AI-Powered Retinal Disease Detection with Deep Learning & Computer Vision Pipeline
This project developed a deep learning–based computer vision pipeline to automatically classify retinal fundus images into four categories: cataract, diabetic retinopathy, glaucoma, and normal. The goal is to demonstrate how AI can support early screening by flagging at-risk patients for follow-up with ophthalmologists.
Using transfer learning with an EfficientNet-based CNN, the pipeline ingests high-resolution retinal images, performs preprocessing and data augmentation, and trains a multi-class classifier with performance tracking across training, validation, and test splits.
Background & Problem Statement
Diabetic eye diseases—including cataracts, diabetic retinopathy, and glaucoma—are leading causes of preventable blindness worldwide. Early detection through retinal fundus imaging can significantly improve clinical outcomes, but manual diagnosis is time-consuming, subjective, and requires specialized expertise that may not be available in low-resource settings.
Advances in deep learning and transfer learning have enabled convolutional neural networks (CNNs) to achieve near-expert performance on a variety of medical imaging tasks. However, deploying such models in a realistic workflow requires more than a single notebook: the full pipeline must handle data ingestion, preprocessing, training, evaluation, and model interpretability.
Problem Statement: Can we design an end-to-end computer vision pipeline that uses deep learning to classify retinal images into common disease categories and normal, in a way that is accurate, reproducible, and amenable to future clinical integration?
Model Development
The project focused on building a robust training pipeline with strong generalization and clear evaluation metrics.
- Dataset Preparation: Curated a dataset of over 4,000 retinal fundus images, each resized to 456×456 pixels to preserve fine-grained structural features (e.g., vessels, optic disc, lesions) while keeping training efficient.
- Train/Validation/Test Splits: Stratified the data into training, validation, and test sets to maintain class balance and enable unbiased performance estimates.
- Preprocessing & Augmentation: Applied standard computer vision preprocessing (resizing, normalization) along with augmentation such as random rotations, flips, zooms, and brightness/contrast adjustments to increase effective sample size and improve robustness to acquisition variability.
- Model Architecture (Transfer Learning): Used an EfficientNet-based backbone with ImageNet pre-trained weights, removing the final classification layer and adding a new multi-class head (dense layers with dropout and a softmax output) tailored to the four retinal classes.
- Training Strategy: Started by freezing the backbone and training only the new head, then progressively unfroze later EfficientNet blocks for fine-tuning with a lower learning rate. Monitored loss and accuracy on training and validation sets to avoid overfitting.
- Loss & Metrics: Optimized using categorical cross-entropy with accuracy and per-class precision/recall as key metrics.

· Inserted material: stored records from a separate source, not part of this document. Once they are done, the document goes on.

PR #5190, opened 2021-01-20
Edit Azure Table upgrade guide section

DavidBoike:
Some adjustments I hope bring greater clarity:

* Removing the "empty" upgrade guide saying "nothing to see here" for Azure Tables 3 to 4. The current convention is not to do this because if made a policy:
  * It would balloon the automatically-generated linkages like on https://docs.particular.net/nservicebus/upgrades/6to7/ to an unusable level.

Tracked training via learning curves and confusion matrices.
Computer Vision Pipeline & Evaluation
Beyond the core model, the project emphasizes a pipeline-oriented approach and basic visual explainability to support future clinical interpretation.
- End-to-End Pipeline: Wrapped data loading, preprocessing, model definition, training, and evaluation into a parameterized pipeline, making it straightforward to rerun experiments with different architectures, hyperparameters, or image resolutions.
- Evaluation on Held-Out Test Set: Assessed performance on a strictly held-out test set, computing overall accuracy as well as per-class precision, recall, and F1 scores to ensure that minority disease classes were not neglected.
- Class Imbalance Handling: Used class weights and augmentation to reduce bias toward majority classes and encourage the model to properly learn underrepresented categories (e.g., glaucoma vs. normal).
- Reproducibility: Encapsulated the experiment in a Jupyter notebook / script with explicit random seeds, dataset splits, and configuration blocks to make the workflow reproducible and extensible.
Impact & Actionable Insights
While this project is research-focused rather than deployed in a live clinic, it demonstrates a full-stack approach to medical imaging ML that can be adapted for real-world screening workflows.
- Screening Support: Shows how deep learning can assist clinicians by pre-screening retinal images, flagging potential cases of cataract, diabetic retinopathy, or glaucoma for further review.
- Pipeline Reusability: The codebase and pipeline design can be easily adapted to other medical imaging tasks (e.g., chest X-rays, dermoscopy) by swapping the dataset and potentially adjusting the backbone architecture.
- Model Governance Readiness: Structuring the work into well-documented steps (data, model, evaluation, explainability) aligns with emerging best practices for healthcare AI validation and governance.
- Portfolio Demonstration: Highlights experience with computer vision, transfer learning, class imbalance, and basic model interpretability—skills that translate directly to many real-world data science and ML roles, inside and outside healthcare.